In her appeal, Holmes argues and that restitution should have been based on the value of Theranos’ shares after the fraud was discovered rather than based on shareholders’ total investments. But the appellate judges sided with the lower court, which concluded the defrauded investors could not liquidate their shares after Holmes’ and Balwani’s ruse was discovered.
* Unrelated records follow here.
PR #302, opened 2015-11-29
Extract async checking to extension method

tiesmaster:
As discussed [here](https://github.com/Vannevelj/VSDiagnostics/pull/301#discussion_r45457711), this extracts the async checking from the `AsyncMethodWithoutAsyncSuffixAnalyzer`. I though it would be best to do that in a separate PR, to keep things small.

In this PR, I've added an extension method to tell you if a method is async, in the broadest way: either declared async (returning `Task`/`Task<>`), or implemented async (has `async` keyword).

I've called it `IsAsync()`, but that might not be the best name, since there is also an `IsAsync` property on `IMethodSymbol`, but I couldn't find a better name. Please tell me if you have suggestions ;)

### DIFF
--- a/VSDiagnostics/VSDiagnostics/VSDiagnostics.Test/Tests/Utilities/ExtensionsTests.cs
+++ b/VSDiagnostics/VSDiagnostics/VSDiagnostics.Test/Tests/Utilities/ExtensionsTests.cs
@@ -118,15 +118,7 @@ namespace VSDiagnostics.Test.Tests.Utilities
         }
     }";
 
-            var tree = CSharpSyntaxTree.ParseText(source);
-            var mscorlib = MetadataReference.CreateFromFile(typeof(object).Assembly.Location);
-            var compilation = CSharpCompilation.Create("MyCompilation", new[] { tree }, new[] { mscorlib });
-            var semanticModel = compilation.GetSemanticModel(tree);
-
-            var root = tree.GetRoot();
-            var method = root.DescendantNodes().OfType<MethodDeclarationSyntax>().First();
-            var methodSymbol = semanticModel.GetDeclaredSymbol(method);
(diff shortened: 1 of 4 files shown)


VSDiagnostics/VSDiagnostics/VSDiagnostics/Utilities/Extensions.cs
```diff
@@ -131,5 +132,12 @@ public static bool IsAlias(this string type)
 
             return _aliasMapping.ContainsKey(type);
         }
+
+        public static bool IsAsync(this IMethodSymbol methodSymbol)
```
Vannevelj: Could you add some XML documentation to it so we see it pop up in-editor? It's definitely going to cause confusion but I can't immediately come up with a better name so we should at least clarify it through that.

VSDiagnostics/VSDiagnostics/VSDiagnostics.Test/Tests/Utilities/ExtensionsTests.cs
```diff
@@ -99,5 +99,148 @@ void Method(string input)
...
+    namespace ConsoleApplication1
+    {
+        class MyClass
+        {
+            void Method()
+            {
+            }
+    }";
+
+            var tree = CSharpSyntaxTree.ParseText(source);
```
Vannevelj: This piece of code to create a compilation and check the method is often repeated. Can you factor this out to a separate method `CheckAsync(boolean)` or something like that?

tiesmaster:
@Vannevelj Addressed the issues. Could you have another look?

Vannevelj:
Perfect! Thank you for your patience

tiesmaster:
No need to thank me. It's important to keep the code clean, and that's where PR are for ;)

“…we find that any error by the district court was harmless because the district court’s factual findings compel the conclusion that the victims’ actual losses were equal to the total amount of their investments. Most importantly, the USA V. HOLMES 53 court found that the victims were ‘[un]able to liquidate their shares’ after the fraud came to light,” Nguyen stated in her opinion. “In other words, for restitution purposes, the victims were never able to recover any amount of residual value that the stock may have retained. One investor who testified at both trials explained he had no opportunity to sell his stock ‘once the cascade of negative publicity was unleashed’ and that ‘there was never a legitimate opportunity from the company or from a third party to buy my stock.’ The evidence Holmes and Balwani cite—which suggests, at best, there was some opportunity to sell shares to some parties at some unidentified time—is not enough to render the district court’s finding clearly erroneous.”